Вопрос о религиозной природе философии можно подвергнуть рассмотрению с разных точек зрения, точнее, применить к его решению разные подходы.

Экзистенциальным можно назвать подход уже упомянутого философа русского зарубежья Ивана Ильина постольку, поскольку в основу своего труда он закладывает свое собственное переживание. Философствование, по Ильину, имеет онтологически высокое обоснование: оно есть творческая жизнь души. Ильин подчеркивает, что принятие участия в таком духовном деянии возможно лишь путем создания в своей душе необходимого уровня внутренней жизни, на котором ощущалось бы «проявление некоего высшего Предмета… И человек, обращающийся к нему, чувствует и всегда должен чувствовать себя – стоящим перед лицом Божьим» [3, с. 14]. В итоге Ильин делает вывод, что в жизни философа душа является ничем иным как орудием богопознания. Ильин очень плотно приближает друг к другу знание и веру, ибо верить можно только лишь в истинность, в то, что на самом деле так. Знать, по Ильину, означает «иметь объективно обоснованную уверенность», а верить – «значит гореть признанием истины… И если истинно религиозный человек приемлет лишь то, и верует лишь в то, что открылось ему с очевидностью, в личном, но подлинном духовном опыте, то философия по содержанию своему есть религия» [3, с. 19-20]. Ильин допускал, что философия может быть наукой, но «при условии, однако соблюдения «особого духовно-религиозного опыта и особого описательного художества». Человек, ступивший на стезю философствования, должен, отдавая полный отчет в своих силах и возможностях, выдержать возлагаемый на себя груз. Только сохранив предметную верность, исследователь может придать системный и целостный характер своим философским построениям» [4, с. 253].

Ильин считает, что философия помогает человеку познать все божественное: будь то Истина, красота, добро, дух человека. Она исследует сущность самого Бытия, находя и в нем чувственную первооснову; исследует и, необходимую каждому человеку, духовную жизнь и в итоге, «доносит до нас факт того, что философия исследует божественную природу во всех предметах и, наконец, восходит к познанию самого Божества» [3, с. 42].

В своем философствовании Ильин постоянно проводит параллели и устанавливает связи между такими понятиями как истина, творчество, опыт и божественность, актуализируя их в понимании философии как специфической формы религии. Он подтверждает это, пологая жизнь человека не игрой естественных сил и не беспринципной борьбой за существование, но творческим процессом, протекающим перед лицом Божиим и при участии божественных сил, живущих в человеке. Более того именно внутренний духовный опыт и есть истинный источник всей духовной культуры: «Духовный опыт делает человека духовной личностью, с неразложимым, священным центром, с индивидуальным характером, со способностью духовно творить и наполнять духом общественную жизнь. Потому что последняя основа всего этого, творческий первоисточник всей духовной культуры есть Божественное в нас, даруемое нам в откровении живым и благим Богом, воспринимаемое нами посредством любви и веры и осуществляемое нами в качестве самого главного и драгоценного в жизни» [5]. Исходя из этого можно сказать, что философия исследует все в меру его божественности и тем населяет души людей божественным содержанием.

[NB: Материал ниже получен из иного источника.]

PR #2191, opened 2024-11-28
protect valSetByEpoch for concurrent access

abi87:
I recently introduced a `valSetByEpoch` map to track some validator sets by epoch. The map must be protected for concurrent access, since `Transition` function is called both by block verification/finalization routines (sequentially, so no issues) and by block building (concurrently, to check that produced block is valid)

This PR fixes the issue

## Summary by CodeRabbit

- **New Features**
	- Enhanced thread safety for validator set updates with the introduction of a locking mechanism.
- **Bug Fixes**
	- Improved concurrency control to prevent potential race conditions when accessing validator sets.

### DIFF
--- a/mod/state-transition/pkg/core/state_processor.go
+++ b/mod/state-transition/pkg/core/state_processor.go
@@ -23,6 +23,7 @@ package core
 import (
 	"bytes"
 	"fmt"
+	"sync"
 
 	"github.com/berachain/beacon-kit/mod/config/pkg/spec"
 	"github.com/berachain/beacon-kit/mod/consensus-types/pkg/types"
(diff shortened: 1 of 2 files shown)


mod/state-transition/pkg/core/state_processor.go
```diff
@@ -109,6 +110,9 @@ type StateProcessor[
 	// ones.
 	// We prune the map to preserve only current and previous epoch
 	valSetByEpoch map[math.Epoch][]ValidatorT
+
+	// valSetMu protects valSetByEpoch from concurrent accesses
+	valSetMu sync.RWMutex
```
fridrik01, line 115: nit: usually a mutex guarding a struct member is put above it 

```suggestion
	// valSetMu protects valSetByEpoch from concurrent accesses
	valSetMu sync.RWMutex
	// We prune the map to preserve only current and previous epoch
	valSetByEpoch map[math.Epoch][]ValidatorT
```

abi87: Done

PR #2197, opened 2024-12-02
Fork dependent Chain spec

abi87:
This is an attempt at making chain specs fork dependent that is more structural than https://github.com/berachain/beacon-kit/pull/2194 but still incomplete. This PR:
- drops `chan.SpecData` structure and replaces it with `spec.Common` struct, where it can access chainIDs and forks
- adds `Get` prefix to `chain.Spec` interface to avoid conflicts with attributes
- drops chain spec references in `BlockBodyKZGOffset` to avoid import cycles among `chainSpec` and `consensus-types` modules
- drops `common.ChainSpec` type instantiation and uses `spec.Chain` instead.
- TODO: drops `chain-spec` module and just uses `config\spec`


calbera:
outdated.. RIP

PR #2199, opened 2024-12-02
[WIP ]Use single go.mod for whole beacon-kit

fridrik01:
WIP


mod/primitives/pkg/merkle/root_hasher_test.go
```diff
@@ -279,14 +279,14 @@ func requireGoHashTreeEquivalence(
 	// Ensure the lengths are the same
 	require.Equal(
 		t, len(expectedOutput), len(output),
-		fmt.Sprintf("Expected output length %d, got %d",
+		fmt.Errorf("Expected output length %d, got %d",
```
abi87, line 282: @fridrik01 you can actually drop this. This is mostly CodeRabbit allucinating and asking for more context of test failures. However require already gives plenty of info here

.dockerignore
```diff
@@ -11,5 +11,3 @@ testing/
 .git/
 .vscode/
 *.md
-go.sum
-go.mod
```
fridrik01, line 15: If we ignore the go.mod/sum files then its not possible to copy these files when building the docker image as it will hide them. This I had to figure out the hard way, basically after trying everything else until I took a look at this .dockerignore file and tried commenting this out...

mod/primitives/pkg/merkle/root_hasher_test.go
abi87: @fridrik01 what I mean is, you can drop the whole error message and just have `require.Equal(t, len(expectedOutput), len(output))`

mod/node-core/pkg/builder/builder.go
```diff
@@ -116,6 +116,7 @@ func (nb *NodeBuilder[NodeT, LoggerT, LoggerConfigT]) Build(
 	}
 
 	// TODO: so hood
+	//nolint:errcheck // should be safe
```
abi87, line 119: q: why does this come up only now?

kurtosis/src/nodes/consensus/beacond/scripts/multiple-premined-deposits.sh
```diff
@@ -1,4 +1,24 @@
 #!/bin/bash
+# SPDX-License-Identifier: BUSL-1.1
```
abi87, line 2: @fridrik01 nice

.dockerignore
abi87: @fridrik01 can we keep them ignored and just explicitly copying them over as we used to do in Dockerfile?

Dockerfile
```diff
@@ -27,68 +27,7 @@ ARG DB_BACKEND=pebbledb
...
-    go work use ./mod/payload && \
-    go work use ./mod/primitives && \
-    go work use ./mod/state-transition && \
-    go work use ./mod/storage && \
-    go work use ./mod/geth-primitives && \
-    go work use ./mod/chain-spec
-
-RUN --mount=type=cache,target=/root/.cache/go-build \
-    --mount=type=cache,target=/root/go/pkg/mod \
-    go mod download
```
abi87, line 88: don't we need to run this anyhow? How is that we can drop it?

abi87 (changes requested):
a few questions, but overall I think this is what we need

mod/node-core/pkg/node/node.go
```diff
@@ -50,6 +50,7 @@ type node struct {
 // New returns a new node.
 func New[NodeT types.Node](
 	registry *service.Registry, logger log.Logger) NodeT {
+	//nolint:errcheck // should be safe
```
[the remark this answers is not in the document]
fridrik01: I assume its slightly newer dependencies so its catching more now

Dockerfile
fridrik01: Good catch, I was wondering myself if this is needed with migrating to single module. When I compared the build job to `main` branch it went from ~50s ([job](https://github.com/berachain/beacon-kit/actions/runs/12125478611/job/33805523378?pr=2199)) to 3s ([job](https://github.com/berachain/beacon-kit/actions/runs/12125478611/job/33805523378?pr=2199)) so expected some caching to be there already and didn't think we needed this (other jobs were also often faster). I'll try enabling it again, it should not get worse though

.dockerignore
fridrik01: No we can't keep them ignored as then we wont be able to copy them inside the `Dockerfile` as they are kept hidden from it (I probably spent good 1-2 hours debugging that)

mod/primitives/pkg/merkle/root_hasher_test.go
```diff
@@ -277,20 +277,11 @@ func requireGoHashTreeEquivalence(
 	}
 
 	// Ensure the lengths are the same
-	require.Equal(
-		t, len(expectedOutput), len(output),
-		fmt.Sprintf("Expected output length %d, got %d",
-			len(expectedOutput), len(output)))
+	require.Equal(t, len(expectedOutput), len(output))
```
abi87, line 280: Awesome

mod/consensus/pkg/cometbft/service/params/consensus.go
```diff
@@ -47,6 +47,7 @@ func NewConsensusParamsStore(cs ChainSpec) *ConsensusParamsStore {
 // Get retrieves the consensus parameters from the store.
 // It returns the consensus parameters and an error, if any.
 func (s *ConsensusParamsStore) Get() *cmtproto.ConsensusParams {
```
abi87, line 49: @fridrik01 I believe this is fine. I would suggest the following approach to drop the linting:
```
	cfg, _ := s.cs.GetCometBFTConfigForSlot(0).(*cmttypes.ConsensusParams)
	p := cfg.ToProto()
	return &p
```

abi87 (approved):
LGTM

С мыслями Ильина оказываются солидарны идеи другого известнейшего экзистенциалиста, Карла Ясперса, отстаивавшего рациональный характер веры. В своих лекциях, объединенных под названием «Философская вера», Ясперс, в частности, говорил: «Признаком философской веры, веры мыслящего человека, служит всегда то, что она существует лишь в союзе со знанием. Она хочет знать то, что доступно знанию, и понять самое себя… Вера всегда есть вера во что-то. Но я не могу сказать ни то, что вера – объективная истина, которая не определяется верой, а, напротив, определяет ее, ни что она – субъективная истина, которая не определяется предметом, а, напротив, определяет его. Вера едина в том, что мы разделяем на субъект и объект, как вера, исходя из которой, мы верим, и как вера, в которую мы верим» [6, с. 423]. Необходимо понимать, что понятие экзистенции у Ясперса неотделимо от понятия трансценденции: она является отзвуком транцинденции в имманентном мире и благодаря ей человек может возвратиться к самому себе и «стать самим собой, благодаря тому, что мы достигаем уверенности в Боге» [6, с. 498]. Отсюда уже можно выделить следующие характеристики философской веры у Ясперса. Вера не есть некое застывшее, раз и навсегда определенное состояние, она есть бесконечный процесс. Бог есть – именно это является предпосылкой всякого философствования, но это никогда не может быть научно доказано: «доказанный Бог уже не Бог» [3, с. 435]. Сам же мир обладает исчезающим наличным бытием между Богом и экзистенцией, поэтому философская вера есть акт осознания экзистенцией того, что трансценденция наличествует в действительности ее сознания. А их встреча возможна только в рамках самой веры [7, с. 55]. Тем не менее он полагал, что «философская вера» занимает промежуточное положение между религиозной верой и научным знанием.

Иной и, вероятно, наиболее важный для нашего исследования исторический подход, которому мы уделим большее внимание, исповедует современный немецкий философ Карл Альберт, к трудам которого мы обратимся для его обоснования. Он рассматривает развитие религиозной природы философии через исторический процесс, демонстрируя развитие этой концепции мыслителями разных эпох и показывая поступательное ее развитие от одного периода к другому, на чем мы заострим наше внимание более подробно.

Таким образом, с одной стороны мы наблюдаем попытку доказательства философской религии экзистенциалистами Ильиным и Ясперсом через их собственное переживание и отклик; и, с другой стороны, «историческую» позицию Альберта, которая, несомненно, родилась из того же переживания, но получила иное развитие, что, однако, не помешало прийти ему к аналогичному выводу.

Стало быть, если, прежде всего, внимательно рассматривать философию античной эпохи, то, мы обнаружим ряд исследований о том, что философию нужно рассматривать не только как нечто, произошедшее от религии, но и стоит понимать ее как некую самостоятельную форму религии.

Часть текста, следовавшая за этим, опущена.